**EXERCISE DIRECTIONS**
Print the listing again exactly, leaving nothing out.

**GIVEN RECORDS**
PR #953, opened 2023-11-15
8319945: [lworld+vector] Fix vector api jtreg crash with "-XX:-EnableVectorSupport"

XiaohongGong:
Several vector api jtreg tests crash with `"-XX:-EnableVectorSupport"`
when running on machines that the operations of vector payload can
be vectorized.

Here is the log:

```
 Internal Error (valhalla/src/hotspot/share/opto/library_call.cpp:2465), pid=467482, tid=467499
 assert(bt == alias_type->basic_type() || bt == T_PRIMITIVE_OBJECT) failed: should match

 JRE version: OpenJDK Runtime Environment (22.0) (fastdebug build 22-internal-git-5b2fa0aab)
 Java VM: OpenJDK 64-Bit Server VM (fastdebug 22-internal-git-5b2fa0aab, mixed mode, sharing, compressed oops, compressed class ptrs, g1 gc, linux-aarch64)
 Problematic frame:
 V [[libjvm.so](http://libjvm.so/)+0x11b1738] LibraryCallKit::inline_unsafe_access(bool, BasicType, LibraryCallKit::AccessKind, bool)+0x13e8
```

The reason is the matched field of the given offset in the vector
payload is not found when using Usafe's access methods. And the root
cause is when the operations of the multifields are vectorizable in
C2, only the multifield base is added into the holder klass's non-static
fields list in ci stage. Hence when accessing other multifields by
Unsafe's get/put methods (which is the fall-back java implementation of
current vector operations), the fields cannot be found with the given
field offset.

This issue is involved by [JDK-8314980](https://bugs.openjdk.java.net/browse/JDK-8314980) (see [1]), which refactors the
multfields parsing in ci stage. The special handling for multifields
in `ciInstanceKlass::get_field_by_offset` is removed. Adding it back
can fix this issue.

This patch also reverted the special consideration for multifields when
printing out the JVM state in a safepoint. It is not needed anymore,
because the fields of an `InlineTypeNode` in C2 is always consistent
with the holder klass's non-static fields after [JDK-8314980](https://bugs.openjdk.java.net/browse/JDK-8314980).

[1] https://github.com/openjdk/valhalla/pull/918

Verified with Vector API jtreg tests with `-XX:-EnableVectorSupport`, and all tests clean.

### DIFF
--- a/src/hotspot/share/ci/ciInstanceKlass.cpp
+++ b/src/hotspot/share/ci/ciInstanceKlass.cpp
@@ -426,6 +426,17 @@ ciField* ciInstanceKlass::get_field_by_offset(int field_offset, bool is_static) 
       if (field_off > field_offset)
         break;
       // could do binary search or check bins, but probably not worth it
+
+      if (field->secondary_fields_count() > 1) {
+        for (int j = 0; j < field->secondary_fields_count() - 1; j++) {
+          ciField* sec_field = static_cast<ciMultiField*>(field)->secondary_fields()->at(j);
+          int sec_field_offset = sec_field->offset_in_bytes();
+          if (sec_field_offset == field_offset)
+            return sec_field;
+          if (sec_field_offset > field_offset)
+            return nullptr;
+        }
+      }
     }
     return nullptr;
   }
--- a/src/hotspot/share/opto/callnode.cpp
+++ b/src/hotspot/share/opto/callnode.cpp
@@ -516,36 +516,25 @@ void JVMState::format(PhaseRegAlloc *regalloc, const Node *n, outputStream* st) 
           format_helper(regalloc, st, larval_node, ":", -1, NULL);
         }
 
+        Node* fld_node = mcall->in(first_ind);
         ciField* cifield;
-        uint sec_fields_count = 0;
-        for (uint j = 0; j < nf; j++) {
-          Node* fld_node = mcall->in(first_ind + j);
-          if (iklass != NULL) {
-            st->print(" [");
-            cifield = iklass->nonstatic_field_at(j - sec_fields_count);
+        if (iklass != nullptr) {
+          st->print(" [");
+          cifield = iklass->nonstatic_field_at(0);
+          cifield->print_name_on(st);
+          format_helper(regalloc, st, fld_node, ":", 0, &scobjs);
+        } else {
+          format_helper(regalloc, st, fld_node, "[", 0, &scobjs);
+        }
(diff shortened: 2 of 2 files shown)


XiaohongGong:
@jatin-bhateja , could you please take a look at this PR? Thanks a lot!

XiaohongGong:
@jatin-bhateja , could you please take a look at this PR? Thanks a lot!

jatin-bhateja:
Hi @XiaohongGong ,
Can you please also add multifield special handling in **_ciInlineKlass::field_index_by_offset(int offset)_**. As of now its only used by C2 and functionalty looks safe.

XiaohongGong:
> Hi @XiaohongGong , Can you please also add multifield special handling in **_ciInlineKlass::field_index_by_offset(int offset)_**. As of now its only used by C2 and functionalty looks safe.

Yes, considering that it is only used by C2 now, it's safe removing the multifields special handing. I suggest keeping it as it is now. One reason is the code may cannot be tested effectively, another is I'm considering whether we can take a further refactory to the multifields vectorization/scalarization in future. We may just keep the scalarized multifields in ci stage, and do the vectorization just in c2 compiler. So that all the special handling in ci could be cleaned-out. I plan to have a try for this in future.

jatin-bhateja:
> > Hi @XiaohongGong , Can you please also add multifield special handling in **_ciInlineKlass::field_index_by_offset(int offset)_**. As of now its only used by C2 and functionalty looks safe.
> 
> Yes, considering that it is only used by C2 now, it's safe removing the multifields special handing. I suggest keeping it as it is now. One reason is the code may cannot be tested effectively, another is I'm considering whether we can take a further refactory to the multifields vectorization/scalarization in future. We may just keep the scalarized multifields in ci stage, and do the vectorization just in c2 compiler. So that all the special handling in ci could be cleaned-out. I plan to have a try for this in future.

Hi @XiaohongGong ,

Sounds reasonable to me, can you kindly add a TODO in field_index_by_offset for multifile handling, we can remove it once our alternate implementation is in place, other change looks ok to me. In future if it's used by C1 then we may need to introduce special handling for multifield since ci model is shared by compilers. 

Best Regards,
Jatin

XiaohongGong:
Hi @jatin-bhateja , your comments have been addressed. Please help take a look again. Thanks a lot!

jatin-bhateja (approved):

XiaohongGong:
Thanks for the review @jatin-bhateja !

**ANSWER SPACE**
PR #953, opened 2023-11-15
8319945: [lworld+vector] Fix vector api jtreg crash with "-XX:-EnableVectorSupport"

XiaohongGong:
Several vector api jtreg tests crash with `"-XX:-EnableVectorSupport"`
when running on machines that the operations of vector payload can
be vectorized.

Here is the log:

```
 Internal Error (valhalla/src/hotspot/share/opto/library_call.cpp:2465), pid=467482, tid=467499
 assert(bt == alias_type->basic_type() || bt == T_PRIMITIVE_OBJECT) failed: should match

 JRE version: OpenJDK Runtime Environment (22.0) (fastdebug build 22-internal-git-5b2fa0aab)
 Java VM: OpenJDK 64-Bit Server VM (fastdebug 22-internal-git-5b2fa0aab, mixed mode, sharing, compressed oops, compressed class ptrs, g1 gc, linux-aarch64)
 Problematic frame:
 V [[libjvm.so](http://libjvm.so/)+0x11b1738] LibraryCallKit::inline_unsafe_access(bool, BasicType, LibraryCallKit::AccessKind, bool)+0x13e8
```

The reason is the matched field of the given offset in the vector
payload is not found when using Usafe's access methods. And the root
cause is when the operations of the multifields are vectorizable in
C2, only the multifield base is added into the holder klass's non-static
fields list in ci stage. Hence when accessing other multifields by
Unsafe's get/put methods (which is the fall-back java implementation of
current vector operations), the fields cannot be found with the given
field offset.

This issue is involved by [JDK-8314980](https://bugs.openjdk.java.net/browse/JDK-8314980) (see [1]), which refactors the
multfields parsing in ci stage. The special handling for multifields
in `ciInstanceKlass::get_field_by_offset` is removed. Adding it back
can fix this issue.

This patch also reverted the special consideration for multifields when
printing out the JVM state in a safepoint. It is not needed anymore,
because the fields of an `InlineTypeNode` in C2 is always consistent
with the holder klass's non-static fields after [JDK-8314980](https://bugs.openjdk.java.net/browse/JDK-8314980).

[1] https://github.com/openjdk/valhalla/pull/918

Verified with Vector API jtreg tests with `-XX:-EnableVectorSupport`, and all tests clean.

### DIFF
--- a/src/hotspot/share/ci/ciInstanceKlass.cpp
+++ b/src/hotspot/share/ci/ciInstanceKlass.cpp
@@ -426,6 +426,17 @@ ciField* ciInstanceKlass::get_field_by_offset(int field_offset, bool is_static) 
       if (field_off > field_offset)
         break;
       // could do binary search or check bins, but probably not worth it
+
+      if (field->secondary_fields_count() > 1) {
+        for (int j = 0; j < field->secondary_fields_count() - 1; j++) {
+          ciField* sec_field = static_cast<ciMultiField*>(field)->secondary_fields()->at(j);
+          int sec_field_offset = sec_field->offset_in_bytes();
+          if (sec_field_offset == field_offset)
+            return sec_field;
+          if (sec_field_offset > field_offset)
+            return nullptr;
+        }
+      }
     }
     return nullptr;
   }
--- a/src/hotspot/share/opto/callnode.cpp
+++ b/src/hotspot/share/opto/callnode.cpp
@@ -516,36 +516,25 @@ void JVMState::format(PhaseRegAlloc *regalloc, const Node *n, outputStream* st) 
           format_helper(regalloc, st, larval_node, ":", -1, NULL);
         }
 
+        Node* fld_node = mcall->in(first_ind);
         ciField* cifield;
-        uint sec_fields_count = 0;
-        for (uint j = 0; j < nf; j++) {
-          Node* fld_node = mcall->in(first_ind + j);
-          if (iklass != NULL) {
-            st->print(" [");
-            cifield = iklass->nonstatic_field_at(j - sec_fields_count);
+        if (iklass != nullptr) {
+          st->print(" [");
+          cifield = iklass->nonstatic_field_at(0);
+          cifield->print_name_on(st);
+          format_helper(regalloc, st, fld_node, ":", 0, &scobjs);
+        } else {
+          format_helper(regalloc, st, fld_node, "[", 0, &scobjs);
+        }
(diff shortened: 2 of 2 files shown)


XiaohongGong:
@jatin-bhateja , could you please take a look at this PR? Thanks a lot!

XiaohongGong:
@jatin-bhateja , could you please take a look at this PR? Thanks a lot!

jatin-bhateja:
Hi @XiaohongGong ,
Can you please also add multifield special handling in **_ciInlineKlass::field_index_by_offset(int offset)_**. As of now its only used by C2 and functionalty looks safe.

XiaohongGong:
> Hi @XiaohongGong , Can you please also add multifield special handling in **_ciInlineKlass::field_index_by_offset(int offset)_**. As of now its only used by C2 and functionalty looks safe.

Yes, considering that it is only used by C2 now, it's safe removing the multifields special handing. I suggest keeping it as it is now. One reason is the code may cannot be tested effectively, another is I'm considering whether we can take a further refactory to the multifields vectorization/scalarization in future. We may just keep the scalarized multifields in ci stage, and do the vectorization just in c2 compiler. So that all the special handling in ci could be cleaned-out. I plan to have a try for this in future.

jatin-bhateja:
> > Hi @XiaohongGong , Can you please also add multifield special handling in **_ciInlineKlass::field_index_by_offset(int offset)_**. As of now its only used by C2 and functionalty looks safe.
> 
> Yes, considering that it is only used by C2 now, it's safe removing the multifields special handing. I suggest keeping it as it is now. One reason is the code may cannot be tested effectively, another is I'm considering whether we can take a further refactory to the multifields vectorization/scalarization in future. We may just keep the scalarized multifields in ci stage, and do the vectorization just in c2 compiler. So that all the special handling in ci could be cleaned-out. I plan to have a try for this in future.

Hi @XiaohongGong ,

Sounds reasonable to me, can you kindly add a TODO in field_index_by_offset for multifile handling, we can remove it once our alternate implementation is in place, other change looks ok to me. In future if it's used by C1 then we may need to introduce special handling for multifield since ci model is shared by compilers. 

Best Regards,
Jatin

XiaohongGong:
Hi @jatin-bhateja , your comments have been addressed. Please help take a look again. Thanks a lot!

jatin-bhateja (approved):

XiaohongGong:
Thanks for the review @jatin-bhateja !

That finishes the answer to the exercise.